[Start of section]
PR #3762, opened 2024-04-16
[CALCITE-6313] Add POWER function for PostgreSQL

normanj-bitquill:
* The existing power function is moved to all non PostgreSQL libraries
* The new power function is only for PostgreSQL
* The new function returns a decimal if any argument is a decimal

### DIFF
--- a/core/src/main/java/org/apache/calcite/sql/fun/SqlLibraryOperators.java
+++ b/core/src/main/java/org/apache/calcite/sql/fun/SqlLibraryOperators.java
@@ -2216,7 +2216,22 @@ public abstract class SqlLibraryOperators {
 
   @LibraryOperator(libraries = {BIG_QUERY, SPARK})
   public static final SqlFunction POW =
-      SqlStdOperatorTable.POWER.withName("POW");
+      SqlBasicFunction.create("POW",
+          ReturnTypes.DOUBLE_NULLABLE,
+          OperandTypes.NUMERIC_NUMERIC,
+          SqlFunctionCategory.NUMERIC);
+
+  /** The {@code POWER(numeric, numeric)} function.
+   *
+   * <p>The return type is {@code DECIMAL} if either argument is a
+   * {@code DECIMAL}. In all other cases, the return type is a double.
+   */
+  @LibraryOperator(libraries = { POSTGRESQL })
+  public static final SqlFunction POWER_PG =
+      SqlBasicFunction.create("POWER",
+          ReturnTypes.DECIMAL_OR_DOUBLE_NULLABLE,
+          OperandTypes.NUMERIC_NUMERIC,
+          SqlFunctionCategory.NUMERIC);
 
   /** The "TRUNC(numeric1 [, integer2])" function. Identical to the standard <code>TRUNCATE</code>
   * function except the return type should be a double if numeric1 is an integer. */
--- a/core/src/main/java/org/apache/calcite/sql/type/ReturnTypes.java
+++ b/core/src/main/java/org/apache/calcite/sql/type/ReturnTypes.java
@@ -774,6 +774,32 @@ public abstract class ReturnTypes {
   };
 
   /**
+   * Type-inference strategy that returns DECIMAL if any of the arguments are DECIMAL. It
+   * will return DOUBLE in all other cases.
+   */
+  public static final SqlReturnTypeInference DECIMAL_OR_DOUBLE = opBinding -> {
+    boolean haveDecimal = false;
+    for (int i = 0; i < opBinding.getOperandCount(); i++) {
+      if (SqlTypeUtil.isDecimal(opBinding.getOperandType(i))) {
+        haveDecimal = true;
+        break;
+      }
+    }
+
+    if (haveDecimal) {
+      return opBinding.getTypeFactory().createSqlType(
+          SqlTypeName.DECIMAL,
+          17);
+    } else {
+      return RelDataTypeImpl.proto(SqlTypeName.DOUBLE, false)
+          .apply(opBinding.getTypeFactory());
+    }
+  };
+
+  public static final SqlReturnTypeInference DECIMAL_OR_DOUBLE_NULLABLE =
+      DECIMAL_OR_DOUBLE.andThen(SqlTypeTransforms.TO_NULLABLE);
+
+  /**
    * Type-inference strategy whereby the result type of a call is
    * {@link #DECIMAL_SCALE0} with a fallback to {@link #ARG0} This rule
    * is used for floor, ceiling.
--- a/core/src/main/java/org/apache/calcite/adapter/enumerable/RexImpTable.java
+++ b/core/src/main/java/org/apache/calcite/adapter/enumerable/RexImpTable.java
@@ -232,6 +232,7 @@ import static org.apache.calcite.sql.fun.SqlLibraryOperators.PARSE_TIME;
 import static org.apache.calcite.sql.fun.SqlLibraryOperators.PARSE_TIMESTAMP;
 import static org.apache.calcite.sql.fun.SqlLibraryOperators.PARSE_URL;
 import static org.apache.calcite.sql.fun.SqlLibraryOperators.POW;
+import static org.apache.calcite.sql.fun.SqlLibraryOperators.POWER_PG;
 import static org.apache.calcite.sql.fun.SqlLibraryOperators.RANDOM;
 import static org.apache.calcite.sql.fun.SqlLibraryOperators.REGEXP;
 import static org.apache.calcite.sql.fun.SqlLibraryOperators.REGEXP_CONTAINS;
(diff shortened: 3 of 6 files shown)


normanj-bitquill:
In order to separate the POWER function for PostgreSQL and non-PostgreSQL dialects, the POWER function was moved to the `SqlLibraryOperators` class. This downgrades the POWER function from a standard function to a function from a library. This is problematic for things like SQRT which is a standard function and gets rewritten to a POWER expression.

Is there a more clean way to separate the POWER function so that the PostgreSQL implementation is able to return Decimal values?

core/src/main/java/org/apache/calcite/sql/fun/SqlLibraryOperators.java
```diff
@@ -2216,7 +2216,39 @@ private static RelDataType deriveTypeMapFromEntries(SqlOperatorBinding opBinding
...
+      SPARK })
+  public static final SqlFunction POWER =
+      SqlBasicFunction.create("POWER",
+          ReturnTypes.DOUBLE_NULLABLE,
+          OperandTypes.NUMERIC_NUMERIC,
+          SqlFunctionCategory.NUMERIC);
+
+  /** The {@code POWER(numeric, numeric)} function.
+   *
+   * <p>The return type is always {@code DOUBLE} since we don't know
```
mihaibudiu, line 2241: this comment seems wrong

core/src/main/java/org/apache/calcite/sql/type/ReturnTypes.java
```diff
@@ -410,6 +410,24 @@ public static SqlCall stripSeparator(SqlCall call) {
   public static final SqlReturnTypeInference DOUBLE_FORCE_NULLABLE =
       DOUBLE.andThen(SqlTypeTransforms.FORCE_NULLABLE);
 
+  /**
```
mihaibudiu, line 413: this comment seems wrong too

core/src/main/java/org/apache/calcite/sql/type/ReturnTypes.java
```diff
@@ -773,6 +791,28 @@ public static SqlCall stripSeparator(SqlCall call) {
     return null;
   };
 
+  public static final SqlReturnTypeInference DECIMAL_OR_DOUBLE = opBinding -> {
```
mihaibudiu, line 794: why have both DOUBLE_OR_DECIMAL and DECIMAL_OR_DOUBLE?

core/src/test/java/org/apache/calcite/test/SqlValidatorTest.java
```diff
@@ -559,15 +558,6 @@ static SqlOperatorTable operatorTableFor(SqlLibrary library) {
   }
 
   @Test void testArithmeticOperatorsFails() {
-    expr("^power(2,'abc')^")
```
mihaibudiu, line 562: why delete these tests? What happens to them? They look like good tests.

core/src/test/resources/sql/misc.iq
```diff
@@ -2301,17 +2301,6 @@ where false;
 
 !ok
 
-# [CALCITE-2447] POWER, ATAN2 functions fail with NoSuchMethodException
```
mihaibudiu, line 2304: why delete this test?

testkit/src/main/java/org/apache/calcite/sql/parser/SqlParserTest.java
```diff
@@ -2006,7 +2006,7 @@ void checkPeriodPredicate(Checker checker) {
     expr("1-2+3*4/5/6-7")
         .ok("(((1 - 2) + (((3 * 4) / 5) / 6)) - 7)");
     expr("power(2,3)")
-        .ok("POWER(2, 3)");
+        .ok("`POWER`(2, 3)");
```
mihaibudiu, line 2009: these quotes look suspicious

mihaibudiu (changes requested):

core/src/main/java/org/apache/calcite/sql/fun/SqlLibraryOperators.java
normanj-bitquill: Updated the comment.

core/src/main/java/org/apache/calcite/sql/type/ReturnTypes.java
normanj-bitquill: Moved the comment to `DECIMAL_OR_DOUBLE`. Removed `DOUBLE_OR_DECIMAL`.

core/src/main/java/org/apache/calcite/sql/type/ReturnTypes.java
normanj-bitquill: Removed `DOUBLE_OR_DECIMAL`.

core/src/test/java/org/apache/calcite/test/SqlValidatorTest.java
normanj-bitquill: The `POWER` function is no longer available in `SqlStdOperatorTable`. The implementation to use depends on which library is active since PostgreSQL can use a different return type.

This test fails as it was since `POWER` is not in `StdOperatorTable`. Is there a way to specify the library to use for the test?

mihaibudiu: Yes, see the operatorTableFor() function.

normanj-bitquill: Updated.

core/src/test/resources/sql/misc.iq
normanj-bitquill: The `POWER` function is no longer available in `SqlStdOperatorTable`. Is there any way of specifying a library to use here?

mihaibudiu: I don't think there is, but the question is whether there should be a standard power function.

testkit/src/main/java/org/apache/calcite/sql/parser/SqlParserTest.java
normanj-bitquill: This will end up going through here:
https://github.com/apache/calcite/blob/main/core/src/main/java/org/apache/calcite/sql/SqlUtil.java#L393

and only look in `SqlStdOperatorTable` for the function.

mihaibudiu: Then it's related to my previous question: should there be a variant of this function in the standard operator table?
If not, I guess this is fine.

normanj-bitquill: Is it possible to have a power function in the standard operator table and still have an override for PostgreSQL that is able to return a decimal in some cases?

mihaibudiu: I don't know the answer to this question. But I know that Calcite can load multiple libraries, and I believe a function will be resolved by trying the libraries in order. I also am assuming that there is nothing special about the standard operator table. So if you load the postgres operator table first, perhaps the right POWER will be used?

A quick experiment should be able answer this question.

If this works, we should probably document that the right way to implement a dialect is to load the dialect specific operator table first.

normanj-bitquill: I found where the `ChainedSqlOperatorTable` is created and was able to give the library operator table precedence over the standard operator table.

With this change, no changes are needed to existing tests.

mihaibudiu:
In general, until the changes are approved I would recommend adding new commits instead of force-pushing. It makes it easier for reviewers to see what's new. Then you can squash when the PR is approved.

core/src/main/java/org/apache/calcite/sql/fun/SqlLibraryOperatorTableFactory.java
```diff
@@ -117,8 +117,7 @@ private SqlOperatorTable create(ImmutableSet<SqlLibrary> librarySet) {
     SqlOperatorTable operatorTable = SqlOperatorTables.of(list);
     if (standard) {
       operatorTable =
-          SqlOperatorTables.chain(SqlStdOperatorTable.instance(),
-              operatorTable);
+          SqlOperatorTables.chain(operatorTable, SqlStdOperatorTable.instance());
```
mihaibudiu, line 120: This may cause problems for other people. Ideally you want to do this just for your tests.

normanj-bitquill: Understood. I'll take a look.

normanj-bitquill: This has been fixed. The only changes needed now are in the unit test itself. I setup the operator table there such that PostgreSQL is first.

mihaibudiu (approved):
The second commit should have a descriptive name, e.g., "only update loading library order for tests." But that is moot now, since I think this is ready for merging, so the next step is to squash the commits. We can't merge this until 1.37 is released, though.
[End of section]
(Exercise instructions): What the task asks for is a word-for-word repeat of the lines above, from the first through the one containing "an integer. */".

(Exercise result):
PR #3762, opened 2024-04-16
[CALCITE-6313] Add POWER function for PostgreSQL

normanj-bitquill:
* The existing power function is moved to all non PostgreSQL libraries
* The new power function is only for PostgreSQL
* The new function returns a decimal if any argument is a decimal

### DIFF
--- a/core/src/main/java/org/apache/calcite/sql/fun/SqlLibraryOperators.java
+++ b/core/src/main/java/org/apache/calcite/sql/fun/SqlLibraryOperators.java
@@ -2216,7 +2216,22 @@ public abstract class SqlLibraryOperators {
 
   @LibraryOperator(libraries = {BIG_QUERY, SPARK})
   public static final SqlFunction POW =
-      SqlStdOperatorTable.POWER.withName("POW");
+      SqlBasicFunction.create("POW",
+          ReturnTypes.DOUBLE_NULLABLE,
+          OperandTypes.NUMERIC_NUMERIC,
+          SqlFunctionCategory.NUMERIC);
+
+  /** The {@code POWER(numeric, numeric)} function.
+   *
+   * <p>The return type is {@code DECIMAL} if either argument is a
+   * {@code DECIMAL}. In all other cases, the return type is a double.
+   */
+  @LibraryOperator(libraries = { POSTGRESQL })
+  public static final SqlFunction POWER_PG =
+      SqlBasicFunction.create("POWER",
+          ReturnTypes.DECIMAL_OR_DOUBLE_NULLABLE,
+          OperandTypes.NUMERIC_NUMERIC,
+          SqlFunctionCategory.NUMERIC);
 
   /** The "TRUNC(numeric1 [, integer2])" function. Identical to the standard <code>TRUNCATE</code>
   * function except the return type should be a double if numeric1 is an integer. */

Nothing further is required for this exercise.